Expenditure classifications and levels
Equipment
Costs less than £100,000 on any individual piece of equipment (including enabling works and excluding any maintenance or service agreement charges) is below the capitalisation threshold and as such will be classed as revenue.
Component parts worth less than £100,000 which are put together to make a single functionally-dependent asset may be considered as capital and should be commissioned as one single asset.
Enabling works are considered to be works specifically needed to allow the equipment to be installed in the specific location. These can include both specific infrastructural or structural needs.
Other ancillary items such as installation costs, non-recoverable VAT, taxes and duties should be included as part of the capital value. Maintenance, service agreements, insurance, training, carriage, removal/decant costs are not deemed capital.
Software
Purchased Software Costs
Software is capitalised if externally purchased software and the wholly attributable external implementation costs as set out below exceed the £100,000 threshold.
Software implementation generally involves five phases. These phases and their characteristics are as follows:
- Preliminary project phase – Stage when conceptual formulation of alternatives, the evaluation of alternatives, the determination that the technology needed to achieve performance requirements exists, and the final selection from among the alternatives is made.
- Application development - Design of chosen path including software configuration and software interfaces.
- Implementation phase – installation and implementation of configuration and software interfaces as design in the previous phase
- Testing phase – testing including parallel processing phase
- Post-implementation, post-testing/operation phase - training and application maintenance activities incurred after phase three/four is complete.
Costs associated with the preliminary project and the post-implementation phases should be expensed as incurred.
External costs, for those actions which could not be undertaken internally due to the specialist skills require, associated with the application development and implementation phases should be capitalised. These may involve the acquisition of computer equipment or third party software.
Costs to develop or obtain software that allows for access or conversion of old data by new information systems should also be capitalised.
Training costs are not implementation costs and should be expensed as incurred.
Capitalisation of costs begins when the preliminary project phase is complete.

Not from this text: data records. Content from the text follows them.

PR #2171, opened 2019-07-08
Refactor workflow history size / count related code logic

wxing1292:
* Move history size / count limit check into decition handler
* Change exceeding history size / count limit behavior from force termination to fail workflow
* Move workflow stats metrics related code to dedicated file

### DIFF
--- a/common/util.go
+++ b/common/util.go
@@ -77,7 +77,7 @@ const (
 	FailureReasonHeartbeatExceedsLimit = "HEARTBEAT_EXCEEDS_LIMIT"
 	// FailureReasonDecisionBlobSizeExceedsLimit is the failureReason for decision blob exceeds size limit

Capitalisation ceases no later than the time at which the implementation phase is complete and the software is ready for its intended purpose or rendered in service.
Upgrades and Enhancements - In order for costs of specified upgrades and enhancements to internal-use computer software to be capitalised, it must be probable that those expenditures will result in additional functionality -- that is, modifications to enable the software to perform tasks that it was previously incapable of performing. Upgrades and enhancements normally require new software specifications and may also require a change to all or part of the existing software specifications.
Internally-developed software and Web-development costs
Design and content costs relating to the development of internal software and websites to support specific teaching or training courses, or for specific research projects, as well as design and content costs for websites that are the general use of the institution and its staff are written off as incurred.
Land and buildings
Costs less than £150,000 for an Estates building project is below the capitalisation threshold and as such will be classed as revenue.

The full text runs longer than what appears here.